- DATASET ENTRIES
• • • • • • •

Issue #230, opened 2019-02-24
A fatal error when running Bob tests


abachi:
Hi,
As said in the title I face a fatal error when I run `bob_test.php`.

Error Message:
`Fatal error: Declaration of BobTest::setUp() must be compatible with PHPUnit\Framework\TestCase::setUp(): void in C:\laragon\www\Exercism\php\bob\bob_test.php on line 156`

PHP version: PHP 7.3.2 (cli) (built: Feb  5 2019 23:14:21)
PHPunit: phpunit-8.0.4.phar
OS: Windows 7

DerTee:
phpunit8 is not supported right now, see #229

petemcfarlane:
We should probably update the tests to support PHPUnit 8, the current version as of the time of writing

petemcfarlane:
@abachi this should be working again now, thanks to @DerTee. Please report if you have any further issues, thanks!

PR #231, opened 2019-02-26
fix PHPUnit8 compatibility issues (#230)

DerTee:
PHPUnit 8 needs void return types for setUp, tearDown, etc. but only setUp is used in the exercises.

There is one small compatibility problem left for PHPUnit 8 that I don't know how to fix, but I guess that's fine for now:
When executing /php/exercises/grade-school/grade-school_test.php you get this warning:
```
PHPUnit 8.0.4 by Sebastian Bergmann and contributors.

..W...                                                              6 / 6 (100%)

Time: 167 ms, Memory: 10.00MB

There was 1 warning:

1) GradeSchoolTest::testAddStudentsinSameGrade
The optional $canonicalize parameter of assertEquals() is deprecated and will be removed in PHPUnit 9. Refactor your test to use assertEqualsCanonicalizing() instead.

WARNINGS!
Tests: 6, Assertions: 10, Warnings: 1.
[Finished in 0.3s]
```

Refactoring to assertEqualsCanonicalizing() is not possible because in PHPUnit7 that method doesn't exist.

### DIFF
--- a/.gitignore
+++ b/.gitignore
@@ -2,5 +2,6 @@
 .DS_Store
 tmp
 *.phar
+.phpunit.result.cache
 bin/configlet
 bin/configlet.exe
--- a/exercises/allergies/allergies_test.php
+++ b/exercises/allergies/allergies_test.php
@@ -77,7 +77,7 @@ class AllergiesTest extends PHPUnit\Framework\TestCase
         ], $allergies->getList());
     }
 
-    public function testIsAllergicToEgssAndShellfish()
+    public function testIsAllergicToEggsAndShellfish()
     {
         $allergies = new Allergies(5);
 
--- a/exercises/allergies/allergies_test.php
+++ b/exercises/allergies/allergies_test.php
@@ -58,40 +58,40 @@ class AllergiesTest extends PHPUnit\Framework\TestCase
     {
         $allergies = new Allergies(248);
 
-        $this->assertEquals([
+        $this->assertEqualsCanonicalizing([
             new Allergen(Allergen::CATS),
             new Allergen(Allergen::CHOCOLATE),
             new Allergen(Allergen::POLLEN),
             new Allergen(Allergen::STRAWBERRIES),
             new Allergen(Allergen::TOMATOES),
-        ], $allergies->getList(), "\$canonicalize = true", $delta = 0.0, $maxDepth = 10, $canonicalize = true);
+        ], $allergies->getList());
     }
 
     public function testIsAllergicToEggsAndPeanuts()
     {
         $allergies = new Allergies(3);
 
-        $this->assertEquals([
+        $this->assertEqualsCanonicalizing([
             new Allergen(Allergen::EGGS),
             new Allergen(Allergen::PEANUTS),
-        ], $allergies->getList(), "\$canonicalize = true", $delta = 0.0, $maxDepth = 10, $canonicalize = true);
+        ], $allergies->getList());
     }
 
     public function testIsAllergicToEgssAndShellfish()
     {
         $allergies = new Allergies(5);
 
-        $this->assertEquals([
+        $this->assertEqualsCanonicalizing([
             new Allergen(Allergen::EGGS),
             new Allergen(Allergen::SHELLFISH),
-        ], $allergies->getList(), "\$canonicalize = true", $delta = 0.0, $maxDepth = 10, $canonicalize = true);
+        ], $allergies->getList());
     }
 
     public function testIgnoreNonAllergenScorePart()
     {
         $allergies = new Allergies(509);
 
-        $this->assertEquals([
+        $this->assertEqualsCanonicalizing([
             new Allergen(Allergen::CATS),
             new Allergen(Allergen::CHOCOLATE),
             new Allergen(Allergen::EGGS),
@@ -99,7 +99,7 @@ class AllergiesTest extends PHPUnit\Framework\TestCase
             new Allergen(Allergen::SHELLFISH),
             new Allergen(Allergen::STRAWBERRIES),
             new Allergen(Allergen::TOMATOES),
-        ], $allergies->getList(), "\$canonicalize = true", $delta = 0.0, $maxDepth = 10, $canonicalize = true);
+        ], $allergies->getList());
     }
 
     /**
--- a/exercises/bob/bob_test.php
+++ b/exercises/bob/bob_test.php
@@ -9,7 +9,7 @@ class BobTest extends PHPUnit\Framework\TestCase
      */
     private $bob;
 
-    public function setUp()
+    public function setUp(): void
     {
         $this->bob = new Bob;
     }
--- a/exercises/bowling/bowling_test.php
+++ b/exercises/bowling/bowling_test.php
@@ -11,7 +11,7 @@ class GameTest extends PHPUnit\Framework\TestCase
     /** @var Game */
     private $game;
 
-    public function setUp()
+    public function setUp(): void
     {
         $this->game = new Game();
     }
--- a/exercises/grade-school/grade-school_test.php
+++ b/exercises/grade-school/grade-school_test.php
@@ -7,7 +7,7 @@ class GradeSchoolTest extends TestCase
 {
     protected $school ;
 
-    protected function setUp()
+    protected function setUp(): void
     {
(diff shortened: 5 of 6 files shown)


petemcfarlane:
Hmm but do you think we need to support PHPUnit 7 also? Could we just revert this PR https://github.com/exercism/php/pull/229 ontop of your commits @DerTee?

DerTee:
@petemcfarlane That's perfectly fine with me if our focus is to primarily support the latest versions of PHP and PHPUnit.
A few PHP students might get errors if they try to execute grade-school_test.php with PHPUnit 7, but that's it. Not a big problem imho.

I'll do the revert of PR #229 and change to assertEqualsCanonicalizing later today.

DerTee:
Hmm, that's what I forgot: PHPUnit 8 breaks PHP 7.1 compatibility:

```
$ make test
running tests for: accumulate
PHPUnit 8.0.4 by Sebastian Bergmann and contributors.
This version of PHPUnit is supported on PHP 7.2 and PHP 7.3.
You are using PHP 7.1.11 (/home/travis/.phpenv/versions/7.1.11/bin/php).
make[1]: *** [test-assignment] Error 1
make: *** [test] Error 1
The command "make test" exited with 2.
```

So, what do you think? Go with PHPUnit 8 and lose PHP 7.1 support or stick to PHPUnit 7 and live with that one little deprecation warning in PHPUnit 8?

Or a little more general: Do we care more about using the most recent software versions or about backwards compatibility?

I'm fine with either. I care more about telling the students up front which versions they can expect to work.

petemcfarlane:
Hmm maybe we stick with PHPUnit 7 a little longer, but can we update the test anyhow to remove the deprecation warning? I think if we can support PHPUnit 7 and 8 at little extra cost for now, then that should work for _most_ peoples environments?

rossbearman:
For what it's worth, I've only been mentoring people for two days and I've had to explain to two people how to fix the failure over the missing `void` declaration on the `setUp`. However fixing that would remove suppport for PHPUnit 7/PHP 7.1.

It would seem to me that most students going forward are going to be using the latest version of PHP and PHPUnit, as they would be running it locally where upgrading is generally less of an issue. Given that  the instructions would need to be changed to tell people to download a previous release, would it not make more sense to support the latest stable release instead? Is it likely that many people would be stuck on PHP 7.1 on their local machine?

DerTee:
@petemcfarlane 
Updated my PR. I think it should be ok now, but let me know if something needs to be changed.
Sticking to PHPUnit 7 for now seems like a good idea to me. Also there's basically no extra work involved, except for using the newer assertions, which were backported to PHPUnit 7 anyway.

That said, switching to assertEqualsCanonicalize might puzzle some students (like me, I was using PHPUnit 7.4.4 till today), since that function was only introduced in PHPUnit 7.5 (see the [changelog](https://github.com/sebastianbergmann/phpunit/blob/7.5/ChangeLog-7.5.md)), which was released in December 2018.

@rossbearman 

> For what it's worth, I've only been mentoring people for two days and I've had to explain to two people how to fix the failure over the missing void declaration on the setUp. However fixing that would remove suppport for PHPUnit 7/PHP 7.1.

Are you sure adding return type declarations breaks compatibility? Those were added in PHP 7.0 if I'm reading the [docs correctly](https://secure.php.net/manual/en/functions.returning-values.php#functions.returning-values.type-declaration) (it's a little unclear though):

> PHP 7 adds support for return type declarations. [...] As of PHP 7.1.0, return values can be marked as nullable by prefixing the type name with a question mark (?). This signifies that the function returns either the specified type or NULL.

@G-Rath I just realized that I was making the pretty much same changes as you in PR #238

rossbearman:
>Are you sure adding return type declarations breaks compatibility? Those were added in PHP 7.0 if I'm reading the docs correctly (it's a little unclear though):

You're right, they won't break compatibilty. I was mistakenly thinking that adding the return type would break the `setUp()` contract in PHPUnit 7, not that they weren't present in PHP 7.0. But that isn't the case, I've just tested it and it works fine.

rossbearman:
>That said, switching to assertEqualsCanonicalize might puzzle some students (like me, I was using PHPUnit 7.4.4 till today), since that function was only introduced in PHPUnit 7.5 (see the changelog), which was released in December 2018.

PHPUnit does support the `@requires` docblock directive, however that just makes it skip the test if the version requirement isn't met, you'd still have to look in the file to see why it was skipped. Perhaps there is a way to cause that to raise an error? Alternatively it could just go in the docs.

```
/**
 * @requires PHPUnit 7.5.0
 */
```

DerTee:
@rossbearman Thanks, didn't know about the `@requires` directive! 
I just tried using it to have two different tests, one for PHPUnit 7.5 and up and for those below, but unfortunately that doesn't work. `@requires` seems to only care whether the current version is higher.

I think the error message as you would get right now with PHPUnit 7.4 is ugly but fairly straightforward for students and mentors:
```
PHPUnit 7.4.4 by Sebastian Bergmann and contributors.

.................EEEE........                                     29 / 29 (100%)

Time: 179 ms, Memory: 10.00MB

There were 4 errors:

1) AllergiesTest::testIsAllergicToLotsOfStuffs
Error: Call to undefined method AllergiesTest::assertEqualsCanonicalizing()

D:\tmp\exercism-repos\php\exercises\allergies\allergies_test.php:61

[...]

ERRORS!
Tests: 29, Assertions: 81, Errors: 4.
[Finished in 0.3s]
```

Skipped tests might be more easily ignored by students, so they would upload their solution without saying anything to the mentor about it.

da-moo:
Student here. I started the PHP track not too long ago and just ran into this issue on the 'bob' exercise. I agree with @rossbearman in that I don't think it makes much sense to ask students to downgrade their version of PHP or PHPUnit to run tests. Unfortunately I'll have to stop my progress on the PHP track until this PR and corresponding issue(s) are resolved. Best of luck

DerTee:
@da-moo Actually you can continue your exercise if you want. You can just download the [modified test file 
 for bob](https://github.com/exercism/php/raw/2f15393b90080e99f945399b392b785ce97266ed/exercises/bob/bob_test.php) and use that or add the return type in the test file yourself.

da-moo:
> @da-moo Actually you can continue your exercise if you want. You can just download the [modified test file for bob](https://github.com/exercism/php/raw/2f15393b90080e99f945399b392b785ce97266ed/exercises/bob/bob_test.php) and use that or add the return type in the test file yourself.

I appreciate the info but I'd rather not have to modify tests by either copying it down from a branch or modifying it directly every time I want to do a new exercise. I'm okay with waiting until the PHP track gets updated.

rossbearman:
Hi Peter,

It is only a couple of exercises that require modification and it's just a case of adding `: void` to the `setUp()` method signature in the test file that Exercism downloads.

da-moo:
> 
> It is only a couple of exercises that require modification and it's just a case of adding `: void` to the `setUp()` method signature in the test file that Exercism downloads.

Ah I didn't realize that's all that was involved to make the tests PHPUnit 8 compatible. I must've misunderstood the issue and PR, my mistake. I don't mind adding a type hint to one method if that's all that's required. Thanks Ross.

rossbearman:
The other issue that's being fixed by the PRs just throws a deprecation warning in PHPUnit 8.

petemcfarlane:
Ok, sorry for the delay in merging this. I think we're all agreed this is the best solution (works for largest majority of uses) at this time. If the missing `assertEqualsCanonicalizing` is causing a lot of problems for people, then we could not use it at all and instead just call `sort` on the resulting array - or make that part of the exercise...

James-N-M:
Hey guys I'm on the grade-school challenge and am getting this error. I read through this prs comments and am not seeing what solution was decided upon lol. php unit 7.2.7 and php 7.2.10 :)
Add studentsin same grade
   │
   │ Error: Call to undefined method GradeSchoolTest::assertEqualsCanonicalizing()
   │
   │ /Users/jamesm/Exercism/php/grade-school/grade-school_test.php:31

DerTee:
@James-N-M 
You are right, there is now a wall of text but the final solution wasn't stated clearly, so here it is:
**Tests now require  PHPunit 7.5 or later and PHP 7.1 or later**

James-N-M:
Thank you !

• • • • • • •

- ACTION ITEM
Each line above that contains the word "https" should be copied.

- ANSWER AREA
Hmm but do you think we need to support PHPUnit 7 also? Could we just revert this PR https://github.com/exercism/php/pull/229 ontop of your commits @DerTee?
That said, switching to assertEqualsCanonicalize might puzzle some students (like me, I was using PHPUnit 7.4.4 till today), since that function was only introduced in PHPUnit 7.5 (see the [changelog](https://github.com/sebastianbergmann/phpunit/blob/7.5/ChangeLog-7.5.md)), which was released in December 2018.
Are you sure adding return type declarations breaks compatibility? Those were added in PHP 7.0 if I'm reading the [docs correctly](https://secure.php.net/manual/en/functions.returning-values.php#functions.returning-values.type-declaration) (it's a little unclear though):
 for bob](https://github.com/exercism/php/raw/2f15393b90080e99f945399b392b785ce97266ed/exercises/bob/bob_test.php) and use that or add the return type in the test file yourself.
> @da-moo Actually you can continue your exercise if you want. You can just download the [modified test file for bob](https://github.com/exercism/php/raw/2f15393b90080e99f945399b392b785ce97266ed/exercises/bob/bob_test.php) and use that or add the return type in the test file yourself.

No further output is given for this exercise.